Yehuda Meshi-Zahav with his mother Sarah, in an undated photo. (Courtesy: Mendy Hachtman)

“She was a healthy 80-year-old, with no medical history, and the virus took her. In the morning, I said Shema with her, and later in the day, she died,” he told The Times of Israel earlier this week, regarding his mother.

Ultra-Orthodox communities have suffered disproportionately from the coronavirus, with infection rates in many ultra-Orthodox areas several times that of non-Haredi areas.

As of Tuesday, some 22.1 percent of daily tests from Haredi areas were coming back positive, compared to 9.2% in the general population, according to Roni Numa, head of the ultra-Orthodox desk at Israel’s coronavirus taskforce.

High infection rates are partly due to large family size and environmental factors, but experts also blame rule-breaking in large pockets of the community, often supported by rabbis and other community leaders.

Numa told Hebrew-language media that even in the current lockdown, some 15% of Haredi educational institutions were operating, and said that some 12,000 ultra-Orthodox students had contracted the coronavirus in the last month.

Adherence to the rules often varies from community to community and sect to sect.
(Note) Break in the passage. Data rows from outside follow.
Issue #541, opened 2015-07-01
TitleWidget


GordonSmith:
A hybrid Title/Toolbar to replace the existing HTML Surface Title.

```
[(i)          My Title              <w><w><w>]
```

Type of thing.

mlzummo:
@GordonSmith I am thinking of just closing this thoughts? ... J has a pretty cool toolbar that uses the grid i had a version that worked ok but nothing that can replace the title ....

GordonSmith:
I am fine with that

PR #564, opened 2015-07-10
GH-541 Adds Toolbar Widget

mlzummo:

### DIFF
--- a/src/layout/Toolbar.js
+++ b/src/layout/Toolbar.js
@@ -1,11 +1,11 @@
 "use strict";
 (function (root, factory) {
     if (typeof define === "function" && define.amd) {
-        define(["d3", "../common/HTMLWidget", "../form/Input", "./Cell", "../common/Text", "../common/Icon", "../chart/Pie", "./Surface", "css!./Toolbar"], factory);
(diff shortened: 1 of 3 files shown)


mlzummo:
@GordonSmith @jbrundage Please Review ... preliminary

mlzummo:
prolly going to change obj.type to just read the widget class

mlzummo:
@dtsnell4

mlzummo:
will widgetarray publish param work with an array ofobjects that contain a property that contains a widget among other properties?

src/layout/Toolbar.js
```diff
@@ -0,0 +1,103 @@
...
+                    obj.widget.target(this);
+                }
+                if (obj.type === "button") {
+                    obj.widget.target(this).render(function(widget) {
+                        widget._inputElement.style("display","inline-block");
+                        widget._element.style("width",obj.width+"px");
+                        widget._inputElement.style("height",obj.height+"px");
+                    });
+                }
+                d3.select(this).style("padding-left",(idx > 0 ? (context.gutter()/2)+"px" : null));
```
jbrundage: These publish parameters should be applied outside of the context of .enter() so that they'll be applied whenever these publish param values change (instead of solely applying on the initial rendering of each data node).

PR #591, opened 2015-07-21
Fixes #590 - Adds support for form default value in DDL

### LINKED ISSUE #590: DDL Add Default property data propogation to form Inputs

mlzummo:
@GordonSmith @jchambers-ln @drealeed @jbrundage @dtsnell4 

Please Review

### DIFF
--- a/src/marshaller/HipieDDL.js
+++ b/src/marshaller/HipieDDL.js
@@ -59,7 +59,7 @@
                 if (val === undefined) {
                     val = item[rhsKey.toLowerCase()];
                 }
-                //  Symposium AVE Hack 
+                //  Symposium AVE Hack
                 if (val === undefined && rhsKey.indexOf("_AVE") === rhsKey.length - 4 && item.base_count !== undefined) {
                     var rhsSum = rhsKey.substring(0, rhsKey.length - 4) + "_SUM";
                     val = item[rhsSum];
@@ -480,6 +480,7 @@
         this.dashboard = dashboard;
         this.id = visualization.id;
         this.label = visualization.label;
+        this.default = visualization.default || "";
         this.title = visualization.title || visualization.id;
         this.type = visualization.type;
         this.icon = visualization.icon || {};
@@ -566,6 +567,7 @@
                                 .name(field.id)
                                 .label((field.properties ? field.properties.label : null) || field.label)
                                 .type("textbox")
+                                .value(field.properties.default)
                             ;
                         }))
                     ;


mlzummo:
http://rawgit.com/mlzummo/Visualization/GH-590-FORM_DDL_DEFAULT/demos/marshaller/index.html?Hostname=10.173.147.1&Port=8010&Protocol=http&Wuid=W20150720-160015&ResultName=leeddx_issue_983_formvalueref_Comp_Ins026_DDL

drealeed:
Looks good to me--tested with other DDLs and it's working

mlzummo:
need a way to do a render callback for future date so that form can be submited on default value entered on init.

mlzummo:
or around line: https://github.com/hpcc-systems/Visualization/blob/master/src/marshaller/HipieDDL.js#L646

create a callback function that checks what a widget is (surface, grid, etc) and checks if its a form and if its a form calls submit

mlzummo:
a hack that could be used (but if it takes longer than 250ms to load the dash it wont work) 
setTimeout(function() { widget.submit(); }, 250)

drealeed:
now that gordon's pointed out the render feature, do you want to rework this change to take advantage of that?

mlzummo:
@GordonSmith @drealeed @jbrundageln

I already knew about this, I needed it specifically the way i implemented
it as i can specify a callback function without having to render on the
spot (without a target too) ... there are several other advantages as well
and Jaman agrees, However that's not to say there isn't a better way using
Gordon's notification methods to get the form to submit on default value on
initial render, I just do not know of any other method currently.

GordonSmith:
@drealeed @mlzummo The setting up of default values is fine - but an "auto" submit feature does not seem to be correct (as a concept) at this implementation level:
*  As it stands there will be an additional call to the server (after the initial call with refresh = true).
*  What happens if there are two forms?

mlzummo:
if there is two forms its submits them in the order they are handled by the marshaller (in theory) ... because the calls done by the marshaller something like this would have to be handled there? there has to be a check that the data is indeed loaded before the submit is executed

mlzummo:
there are some other issues though with doing this that i opened up an issue for

mlzummo:
@GordonSmith Please Re-Review

src/marshaller/HipieDDL.js
```diff
@@ -480,6 +480,7 @@
         this.dashboard = dashboard;
         this.id = visualization.id;
         this.label = visualization.label;
+        this.default = visualization.default;
```
GordonSmith: Change to:  visualization.default || "";

src/marshaller/HipieDDL.js
```diff
@@ -566,6 +567,7 @@
                                 .name(field.id)
                                 .label((field.properties ? field.properties.label : null) || field.label)
                                 .type("textbox")
+                                .value(field.properties.default ? field.properties.default : "")
```
GordonSmith: Change to ```.value(field.properties.default)```

src/form/Input.js
```diff
@@ -84,8 +84,7 @@
             w.blur(w);
         });
         var context = this;
-        this._inputElement.on("change", function (w) {
-
+        this._inputElement.on("keyup", function (w) {
```
GordonSmith: I am nervous that this won't work for some of the esoteric inputs (like html-color)

src/form/Input.js
```diff
@@ -98,6 +97,19 @@
...
+            case "checkbox":
+                this.value(this._inputElement.property("checked"));
+                break;
+            default:
+                this.value(this._inputElement.property("value"));
+                break;
+        }
+        this.change(this);
+        return this.value();
+    };
```
GordonSmith: Is this needed - it looks like it is doing more than just getValue?

src/form/Form.js
```diff
@@ -240,6 +242,19 @@
         ;
     };
 
+    Form.prototype.inputsRendered = function() {
```
GordonSmith: Wouldn't ```this._renderCount > 0``` give you the same thing?

GordonSmith:
Is this for master or candidate-1.4.2?  (as it stands I will not pull into 1.4.2 as there are too many new features)

mlzummo:
@GordonSmith Removed all new features except for base default code ... Please Re-Review

GordonSmith:
Looks good - can you reissue against 1.4.2 so?

mlzummo:
closing and reissuing against 1.4.2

Many Haredi rabbis and political leaders have shut schools, called for health guidelines to be kept, and tried to encourage vaccination.

But in the Jerusalem neighborhood of Mea Shearim, where Meshi-Zahav’s parents lived, as well as many other areas, the tone is set by rabbis who take a different stance, he said.
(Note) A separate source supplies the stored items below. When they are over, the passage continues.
Issue #584, opened 2015-07-17
Create a Tooltip Widget for the D3 Charts 


dtsnell4:
Assigned to Dan Snell

GordonSmith:
@dtsnell4 I am still planning on tweaking your PR for this and pulling into 1.6.0

PR #592, opened 2015-07-21
D3 Charts Tooltip Widget (Issue #584)

dtsnell4:
@GordonSmith @mlzummo @jbrundage  Please review

### DIFF
--- a/src/chart/Bubble.js
+++ b/src/chart/Bubble.js
@@ -1,11 +1,11 @@
 "use strict";
 (function (root, factory) {
     if (typeof define === "function" && define.amd) {
-        define(["d3", "../common/SVGWidget", "../api/I2DChart", "../common/Text", "../common/FAChar", "css!./Bubble"], factory);
+        define(["d3", "../common/SVGWidget", "../api/I2DChart", "../common/Text", "../common/FAChar", "../layout/Tooltip", "css!./Bubble"], factory);
     } else {
-        root.chart_Bubble = factory(root.d3, root.common_SVGWidget, root.api_I2DChart, root.common_Text, root.common_FAChar);
+        root.chart_Bubble = factory(root.d3, root.common_SVGWidget, root.api_I2DChart, root.common_Text, root.common_FAChar, root.layout_Tooltip);
     }
-}(this, function (d3, SVGWidget, I2DChart, Text, FAChar) {
+}(this, function (d3, SVGWidget, I2DChart, Text, FAChar, Tooltip) {
     function Bubble(target) {
         SVGWidget.call(this);
         I2DChart.call(this);
@@ -24,6 +24,7 @@
     Bubble.prototype.implements(I2DChart.prototype);
 
     Bubble.prototype.publish("paletteID", "default", "set", "Palette ID", Bubble.prototype._palette.switch(),{tags:['Basic','Shared']});
+    Bubble.prototype.publish("useTooltip", true, "boolean", "Use the Tooltip Widget for the chart", null,{tags:[]});
 
     Bubble.prototype.size = function (_) {
         var retVal = SVGWidget.prototype.size.apply(this, arguments);
@@ -34,10 +35,24 @@
         }
         return retVal;
     };
-
+    
     Bubble.prototype.update = function (domNode, element) {
-        var context = this;
+        if (this.useTooltip()) {
+            if (!this._parentOverlay && this._parentWidget._parentOverlay) {
+                this._parentOverlay = this.locateOverlayNode();  
+            }
+            this._parentOverlay.selectAll(".layout_Tooltip").each(function(d) {
+                d.node().parentNode.remove();
+            });
+            
+            this._tooltip = new Tooltip()
+                .registerWidget(this)
+                .target(this._parentOverlay.node())
+                .render()
+            ;
+        }
 
+        var context = this;
         this._palette = this._palette.switch(this.paletteID());
         var node = element.selectAll(".node")
             .data(this._data.length ? this.d3Pack.nodes({ children: this.cloneData() }).filter(function (d) { return !d.children; }) : [], function (d) { return d[0]; })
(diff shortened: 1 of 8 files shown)


dtsnell4:
Notes:

I used the Table widget and Popup widget to make the Tooltip.  Obviously the Popup widget widget hasn't been merged yet, so it is included in this PR exactly as it is in its own PR.

I understand events are still not finalized, so for the sake of this widget, I simply handled the mouse events the same way as the click events are already being handled.

src/chart/Bubble.js
```diff
@@ -35,6 +36,23 @@
...
+            });
+            
+            this._tooltip = new Tooltip()
+                .registerWidget(this)
+                .target(this._parentOverlay.node())
+                .render()
+            ;
+        }
+    };
+
```
dtsnell4: This code is obviously to instantiate the Tooltip widget.  Because it is the same in every chart, perhaps we should create a chart/Common.js file?

src/chart/Pie.js
```diff
@@ -75,14 +92,25 @@
         arc.enter().append("g")
             .attr("class", "arc")
             .attr("opacity", 0)
+            //Events
             .on("click", function (d) {
-                context.click(context.rowToObj(d.data), context._columns[1]);
+                console.log(d);
```
dtsnell4: will be removed

demos/dermatology.html
```diff
@@ -94,6 +94,8 @@
                             <option value="src/layout/Cell">Cell Layout</option>
                             <option value="src/layout/Grid">Grid Layout</option>
                             <option value="src/layout/Border">Border Layout</option>
+                            <option value="src/layout/Popup">Popup Layout</option>
+                            <option value="src/layout/Tooltip">Tooltip Layout</option>
```
dtsnell4: This will be removed

src/chart/Bubble.js
mlzummo: Agreed, and on that note i think a lot of the charts that inherit scatter should actually have that scatter code placed in a "common" file instead of inheriting directly from scatter from an organizational POV.

src/chart/Bubble.js
```diff
@@ -48,13 +66,22 @@
             .attr("class", "node")
             .attr("opacity", 0)
             .on("click", function (d) {
-                context.click(context.rowToObj(d), context._columns[1]);
+                    console.log("data", context._data);
```
mlzummo: @dtsnell4 @GordonSmith 
indent, + should this inherit IXCHart such that you can do .on("click", this.click); ?

src/layout/Popup.js
```diff
@@ -0,0 +1,138 @@
...
+
+    Popup.prototype.widgetSize = function (widgetDiv) {
+        var width = this.clientWidth() - this.calcFrameWidth(widgetDiv);
+        var height = this.clientHeight() - this.calcFrameHeight(widgetDiv);
+ 
+        return { width: width, height: height };
+    };
+    
+    Popup.prototype.updateState = function (visible) {
+            this.popupState(visible).render();
```
mlzummo: fix indent

src/layout/Popup.js
```diff
@@ -0,0 +1,138 @@
...
+    };
+    
+    Popup.prototype.enter = function (domNode, element) {
+        HTMLWidget.prototype.enter.apply(this, arguments);
+
+        if (this._testButton) {
```
mlzummo: can this not be handled within testData or structured such that you have a hardcoding for test related data in .enter?

src/layout/Popup.js
```diff
@@ -0,0 +1,138 @@
...
+
+    Popup.prototype.exit = function (domNode, element) {
+        if (this.widget()) {
+            this.widget(null);
+            this.render();
+        }
+        HTMLWidget.prototype.exit.apply(this, arguments);
+    };
+
+    Popup.prototype.render = function (callback) {
```
mlzummo: is there a diff way to handle the callback, as i have a PR for a new kind of callback method and this would interfere with it potentially https://github.com/hpcc-systems/Visualization/pull/602  ... its still very much debatable if it will get used though

src/layout/Tooltip.js
```diff
@@ -0,0 +1,141 @@
...
+    Tooltip.prototype.hideTooltip = function(data) {
+        this.tooltipState(false).render();
+    };
+    
+    Tooltip.prototype.registerWidget = function(widget) {
+        var context = this;
+        widget
+            .on("mouseover", function(d, i) {
+                var data = [],
+                    columns = [];
```
mlzummo: indent

src/chart/Bubble.js
```diff
@@ -35,6 +36,23 @@
         return retVal;
     };
 
+    Bubble.prototype.enter = function () {
+        if (this.useTooltip()) {
+            if (!this._parentOverlay && this._parentWidget._parentOverlay) {
+                this._parentOverlay = this._parentWidget._parentOverlay;  //This is because charts do not get an overlay div when they are inside the MultiChart
+            }
```
GordonSmith: This will fail if the multichart is inside a SVG widget (like Surface) - the "correct" way to get the overlayNode is:
```
var overlayNode = this.locateOverlayNode();
```

src/chart/Bubble.js
```diff
@@ -35,6 +36,23 @@
         return retVal;
     };
 
+    Bubble.prototype.enter = function () {
+        if (this.useTooltip()) {
```
GordonSmith: I don't think we want this test here - otherwise you can't disable/enable it after it has rendered once.

src/chart/Bubble.js
GordonSmith: Agree 100% - I am wondering if it might even be pushed all the way into "widget"?  We could then (re)use it on other charts also (like c3)?  It is my plan that we will use the new Legend with all the charts and the same could be true for this tooltip (as long as the 3rd party ones fire the needed events)?

src/chart/Bubble.js
GordonSmith: Or is it a "ITooltip" - then any chart which want to implement an ITooltip would be forced to honor the contract of "mouseover/out/move"?

src/layout/Tooltip.js
```diff
@@ -0,0 +1,141 @@
...
+            .on("mousemove", function() {
+                var table = d3.select(context._table.node()).select("table"),
+                    height = table.node().offsetHeight,
+                    width = table.node().offsetWidth,
+                    rect;
+                
+                if (widget._parentRelativeDiv) { //This is because charts do not get assigned this when they are inside the MultiChart
+                    rect = widget._parentRelativeDiv.node().getBoundingClientRect();
+                } else {
+                    rect = widget._parentWidget._parentRelativeDiv.node().getBoundingClientRect();
```
GordonSmith: Going up 1 level will not always work as you can have SVG widgets inside SVG widgets etc.  I think you are looking for the rect of the widget in the same coordinate space as the tooltip? (so you prevent it from being clipped on the right/bottom)?

dtsnell4: @GordonSmith yes that is correct.  What would be the appropriate method for doing that?

src/chart/Bubble.js
dtsnell4: @GordonSmith @mlzummo @jbrundage So what is the consensus, to move this into Widget.js?  And if so, where would be the appropriate place to put it?

GordonSmith:
Closing in favor of:  https://github.com/hpcc-systems/Visualization/pull/726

Some give approval to rule-breaking and downplay the virus threat, Meshi-Zahav lamented. “People just aren’t absorbing the seriousness of the situation and the leaders are living on a different planet.”
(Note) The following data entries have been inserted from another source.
Issue #607, opened 2015-07-28
layout/Grid Design Mode grid-drop-target only displays in nested Grids


jbrundage:
The CSS selectors for grid-drop-target are incorrect

GordonSmith:
Fixed by GH-640

PR #608, opened 2015-07-28
GH-607 Grid layout Design Mode now displays grid-drop-target

jbrundage:
Fixes GH-607

@GordonSmith Please Review

### DIFF
--- a/apps/SampleSite/grid.html
+++ b/apps/SampleSite/grid.html
@@ -1,0 +1,54 @@
+﻿<!doctype html>
+<html>
+<head>
+    <meta charset="utf-8">
+    <title>HPCC Systems - Dermatology Test</title>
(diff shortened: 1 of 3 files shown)


GordonSmith:
@jbrundage I don't see how removing .layout_Grid changes anything as a cell drop target is always within a .layout_Grid div?

jbrundage:
The .grid-drop-target is a temporary fixed div that exists outside of the .layout_Grid wrapper. It's created when dragging starts and its removed when dragging ends.

It seemed to be working just fine on dermatology.html, but there are nested Grids on that page.

jbrundage:
Actually... maybe the better fix would be to make the .grid-drop-target a child element of .layout_Grid.  There's no reason it shouldn't be...

PR #1154, opened 2015-11-05
Adds AmCharts Cursor

mlzummo:


src/amchart/CommonSerial.js
```diff
@@ -369,7 +378,31 @@
         var initObj = {
             type: "serial",
             addClassNames: true,
-            chartScrollbar: {}
+            chartScrollbar: {},
+            autoMargins: true,
+            valueAxes: [
+                {position:"bottom",title:" "},
```
mlzummo: remove this if not needed .. and need to test if we can update after first render

mlzummo:
remove pie updated code doesnt belong

Issue #1176, opened 2015-11-09
Deselect a selected row in the Table Widget


dtsnell4:
Add code to deselect a selected row(s) in the table.

Issue #1175, opened 2015-11-09
Refactor Table Widget


dtsnell4:
Refactor Table Widget to remove all copying javascript for the fixed header and first column.  Make widget all d3js.

Issue #1140, opened 2015-11-03
Table widget default to paginate if more than X num of rows


jbrundage:
After speaking with Jo Prichard regarding Table widget performance issues. It would make sense to allow the Table to paginate if a table contains more than X num of rows.

DSP regularly returns very large tables resulting in performance issues. If we create a publish param containing the desired threshold for Table row count (beyond which the Table would default to paginate), this would help resolve performance issues.

GordonSmith:
I saw the same thing with the "DataAnalyst" and defaulted pagination to on for that project.

PR #1177, opened 2015-11-09
GH-1175 Refactor Table Widget

dtsnell4:
Refactors Table Widget to remove all copying javascript for the fixed header and first column. Makes widget all d3js.  Adds code to deselect a selected row(s) in the table.  Adds paginationLimit() publish parameter to automatically turn on pagination when a developer-defined number of rows is reached.

Fixes GH-1140
Fixes GH-1175
Fixes GH-1176

### DIFF
--- a/src/other/Table.js
+++ b/src/other/Table.js
@@ -23,11 +23,12 @@
 
     Table.prototype.publish("renderHtmlDataCells", false, "boolean", "enable or disable HTML within cells",null,{tags:["Private"]});
     Table.prototype.publish("pagination", false, "boolean", "Enable or disable pagination",null,{tags:["Private"]});
+    Table.prototype.publish("paginationLimit", null, "number", "Maximum number of rows allowed before pagination defaults to on",null,{tags:["Private"]});
     Table.prototype.publishProxy("itemsPerPage", "_paginator");
     Table.prototype.publishProxy("pageNumber", "_paginator", "pageNumber",1);
     Table.prototype.publishProxy("adjacentPages", "_paginator");
     Table.prototype.publish("showHeader", true, "boolean", "Show or hide the table header",null,{tags:["Private"]});
-    Table.prototype.publish("fixedHeader", false, "boolean", "Enable or disable fixed table header",null,{tags:["Private"]});
+    Table.prototype.publish("fixedHeader", true, "boolean", "Enable or disable fixed table header",null,{tags:["Private"]});
     Table.prototype.publish("fixedColumn", false, "boolean", "Enable or disable fixed first column",null,{tags:["Private"]});
     
     Table.prototype.publish("fixedSize", false, "boolean", "Fix Size to Min Width/Height");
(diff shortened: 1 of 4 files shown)


mlzummo:
@dtsnell4 can you provide a demo link?

dtsnell4:
@GordonSmith @mlzummo @jbrundage Please review.  This should be all d3 at this point, but if I am missing anything, please let me know.

http://rawgit.com/dtsnell4/Visualization/GH-1175_Refactor_Table_Widget/demos/dermatology.html?src/other/Table.totalled

src/other/Table.js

On Saturday, the head of the Vizhnitz Hasidic dynasty, situated mainly in Bnei Brak and Beit Shemesh, called for ultra-Orthodox schools to reopen Sunday, in defiance of lockdown measures.

Police stand guard after authorities closed a yeshiva that was operating in violation of lockdown orders, in the southern Israeli city of Ashdod, January 22, 2021.(Flash90)

“This is crucial for us,” Rabbi Yisroel Hager said in a message to his followers Saturday, according to the Walla news site.

Dozens of Haredi educational institutions are expected to open Sunday, the news site reported, despite lockdown rules prohibiting schools from operating.

Police stated they would continue to enforce virus restrictions “in all communities,” Hebrew-language media reported Saturday.

Some have noted the seeming cognitive dissonance of religious leaders who demand vigilance on religious matters but not health matters. A recent comment that went viral following a video of a large, crowded Haredi wedding noted that Orthodox tradition bans weddings during a month-long period following Passover in memory of a pandemic that occurred some 2,000 years ago, but rabbis won’t ban a wedding during a pandemic raging now.

It’s a sentiment Meshi-Zahav is familiar with. Rabbis, he said, could use their pulpits to save lives, but are not.

“The job of community leaders isn’t just to state positions on Jewish law,” he said, “but to show people how to live and to safeguard the health of the community.”